### Source data
PR #984, opened 2024-03-14
Unify the two classes vkb::core::VulkanResource and vkb::core::HPPVulkanResource into one: vkb::core::VulkanResource<BindingType, HandleType>

asuessenbach:
## Description

The next unification step of C- and C++-bindings: vkb::core[HPP]VulkanResource.

## General Checklist:

## Sample Checklist


framework/core/vulkan_resource.h
```diff
@@ -18,149 +19,266 @@
...
-		device = other.device;
-		set_debug_name(other.debug_name);
+		using Type = T;
+	};
+	template <typename T>
+	struct DetermineResourceType<vkb::BindingType::C, T>
+	{
+		using Type = typename detail::HPPType<T>::Type;
+	};
+	using ResourceType = typename DetermineResourceType<bindingType, Handle>::Type;
```
jherico: I feel like the code would be simpler to deal with it the `Handle`  template parameter and the `handle` member were both always the C++ type and the `get_handle()` return type was dynamic in this way, rather than the member.

framework/core/vulkan_resource.h
```diff
@@ -18,149 +19,266 @@
...
-	constexpr VkObjectType get_object_type() const
+template <vkb::BindingType bindingType, typename Handle>
+inline VulkanResource<bindingType, Handle> &VulkanResource<bindingType, Handle>::operator=(VulkanResource &&other)
+{
+	handle = std::exchange(other.handle, {});
+	device = std::exchange(other.device, {});
+	set_debug_name(std::exchange(other.debug_name, {}));
+
+	return *this;
+}
```
jherico: I've been meaning to open an issue about this.  `set_debug_name` has no reason to be called on the assignment operator or the move constructor, since if the debug name is non-empty, then `set_debug_name` was called at some point against the same handle value in the `other` object.  `debug_name` should be set, but the `set_debug_name` and the corresponding call to `get_debug_utils().set_debug_name()` are superfluous.

framework/core/vulkan_resource.h
jherico: an alternative would be to discontinue the use of `get_handle` in favor of `get_c_handle` and `get_cpp_handle`.

asuessenbach: This construct is a little more complex just because it always stores the C++-handle.
But from C-based code, you tell it the C-handle and also get the C-handle back by just calling `get_handle()`.
And from C++-based code, you tell it the C++-handle and also get the C++-handle back by just calling `get_handle()`.
That is, you trade the complexity of this class for the simplicity of the code using it.

Actually, C-based code usually is not interested (and the coder don't even need to know about) C++-based types, and vice versa. That is, you can use this class by consistently use the types and handles you're used to in your code.

(Note: C-based and C++-based here of course means: C-based Vulkan bindings vs. C++-based Vulkan bindings. Of course, we all code in C++ here!)

framework/core/vulkan_resource.h
asuessenbach: I just tried to keep the current functionality as close as possible. And I don't thought about any possible implications of changing the code like you suggest.
But, of course, could be easily adjusted like that right here, or be done in a separate PR.

jherico: I've been trying to think of the minimum viable path to unification, and right now I'm leaning towards "Remove all the C wrapper classes and replace them with statements like `using Device = vkb::core::HPPDevice;`"

This should result in the minimum amount of changed / moved code IMO, although there are a few special cases where the `HPP` version of a class is extending the `C` bindings version, such as is the case with `HPPQueryPool`.  I may work on a PR towards that end to get feedback on this approach.

framework/core/vulkan_resource.h
```diff
@@ -18,149 +19,267 @@
...
+
+template <vkb::BindingType bindingType, typename Handle>
+inline void VulkanResource<bindingType, Handle>::set_debug_name(const std::string &name)
+{
+	debug_name = name;
+
+	if (device && !debug_name.empty())
+	{
+		get_device().get_debug_utils().set_debug_name(get_device().get_handle(), get_object_type(), get_handle_u64(), debug_name.c_str());
```
SaschaWillems, line 274: Mostly cosmetic, but this looks very awkward. So many `get_` functions in here. Makes it kinda hard to read. I somehow prefer being able to directly access things like device, instance, atc. without having to use a getter.

asuessenbach: Unfortunately, directly accessing members of a class unifying C- and C++-bindings would not work, as those members should behave differently from C-based vs. C++-based code.
From C-based code, `get_handle()` gets you a `VkHandle`, while from C++-based code `get_handle()` gets you a `vk::Handle`. Internally (privately!), the handle is always stored as a `vk::Handle`, but your C-based code does not need to know that.

SaschaWillems: Makes sense. Readability is still kinda odd though.

asuessenbach: One could introduce some `operator*()`, replacing the `get_handle()`, at least.
Would reduce the number of get-calls a little, but make it a bit less descriptive.

SaschaWillems: Yeah, maybe we should do that at a later point. Resolving this as I don't want to spam the PR ;)

framework/core/vulkan_resource.h
jherico: I've opened a separate PR / Issue for it.  thanks.

gpx1000:
looks like a few merge conflicts.

Looks good to me other than that.

SaschaWillems (approved):
LGTM and works fine for me.

Did a full batch run, but that ended with a crash in the fragment shading rate dynamic sample, which should be fixed with #992.

gary-sweet (approved):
######
Could you return all the data above exactly as it appears?

PR #984, opened 2024-03-14
Unify the two classes vkb::core::VulkanResource and vkb::core::HPPVulkanResource into one: vkb::core::VulkanResource<BindingType, HandleType>

asuessenbach:
## Description

The next unification step of C- and C++-bindings: vkb::core[HPP]VulkanResource.

## General Checklist:

## Sample Checklist


framework/core/vulkan_resource.h
```diff
@@ -18,149 +19,266 @@
...
-		device = other.device;
-		set_debug_name(other.debug_name);
+		using Type = T;
+	};
+	template <typename T>
+	struct DetermineResourceType<vkb::BindingType::C, T>
+	{
+		using Type = typename detail::HPPType<T>::Type;
+	};
+	using ResourceType = typename DetermineResourceType<bindingType, Handle>::Type;
```
jherico: I feel like the code would be simpler to deal with it the `Handle`  template parameter and the `handle` member were both always the C++ type and the `get_handle()` return type was dynamic in this way, rather than the member.

framework/core/vulkan_resource.h
```diff
@@ -18,149 +19,266 @@
...
-	constexpr VkObjectType get_object_type() const
+template <vkb::BindingType bindingType, typename Handle>
+inline VulkanResource<bindingType, Handle> &VulkanResource<bindingType, Handle>::operator=(VulkanResource &&other)
+{
+	handle = std::exchange(other.handle, {});
+	device = std::exchange(other.device, {});
+	set_debug_name(std::exchange(other.debug_name, {}));
+
+	return *this;
+}
```
jherico: I've been meaning to open an issue about this.  `set_debug_name` has no reason to be called on the assignment operator or the move constructor, since if the debug name is non-empty, then `set_debug_name` was called at some point against the same handle value in the `other` object.  `debug_name` should be set, but the `set_debug_name` and the corresponding call to `get_debug_utils().set_debug_name()` are superfluous.

framework/core/vulkan_resource.h
jherico: an alternative would be to discontinue the use of `get_handle` in favor of `get_c_handle` and `get_cpp_handle`.

asuessenbach: This construct is a little more complex just because it always stores the C++-handle.
But from C-based code, you tell it the C-handle and also get the C-handle back by just calling `get_handle()`.
And from C++-based code, you tell it the C++-handle and also get the C++-handle back by just calling `get_handle()`.
That is, you trade the complexity of this class for the simplicity of the code using it.

Actually, C-based code usually is not interested (and the coder don't even need to know about) C++-based types, and vice versa. That is, you can use this class by consistently use the types and handles you're used to in your code.

(Note: C-based and C++-based here of course means: C-based Vulkan bindings vs. C++-based Vulkan bindings. Of course, we all code in C++ here!)

framework/core/vulkan_resource.h
asuessenbach: I just tried to keep the current functionality as close as possible. And I don't thought about any possible implications of changing the code like you suggest.
But, of course, could be easily adjusted like that right here, or be done in a separate PR.

jherico: I've been trying to think of the minimum viable path to unification, and right now I'm leaning towards "Remove all the C wrapper classes and replace them with statements like `using Device = vkb::core::HPPDevice;`"

This should result in the minimum amount of changed / moved code IMO, although there are a few special cases where the `HPP` version of a class is extending the `C` bindings version, such as is the case with `HPPQueryPool`.  I may work on a PR towards that end to get feedback on this approach.

framework/core/vulkan_resource.h
```diff
@@ -18,149 +19,267 @@
...
+
+template <vkb::BindingType bindingType, typename Handle>
+inline void VulkanResource<bindingType, Handle>::set_debug_name(const std::string &name)
+{
+	debug_name = name;
+
+	if (device && !debug_name.empty())
+	{
+		get_device().get_debug_utils().set_debug_name(get_device().get_handle(), get_object_type(), get_handle_u64(), debug_name.c_str());
```
SaschaWillems, line 274: Mostly cosmetic, but this looks very awkward. So many `get_` functions in here. Makes it kinda hard to read. I somehow prefer being able to directly access things like device, instance, atc. without having to use a getter.

asuessenbach: Unfortunately, directly accessing members of a class unifying C- and C++-bindings would not work, as those members should behave differently from C-based vs. C++-based code.
From C-based code, `get_handle()` gets you a `VkHandle`, while from C++-based code `get_handle()` gets you a `vk::Handle`. Internally (privately!), the handle is always stored as a `vk::Handle`, but your C-based code does not need to know that.

SaschaWillems: Makes sense. Readability is still kinda odd though.

asuessenbach: One could introduce some `operator*()`, replacing the `get_handle()`, at least.
Would reduce the number of get-calls a little, but make it a bit less descriptive.

SaschaWillems: Yeah, maybe we should do that at a later point. Resolving this as I don't want to spam the PR ;)

framework/core/vulkan_resource.h
jherico: I've opened a separate PR / Issue for it.  thanks.

gpx1000:
looks like a few merge conflicts.

Looks good to me other than that.

SaschaWillems (approved):
LGTM and works fine for me.

Did a full batch run, but that ended with a crash in the fragment shading rate dynamic sample, which should be fixed with #992.

gary-sweet (approved):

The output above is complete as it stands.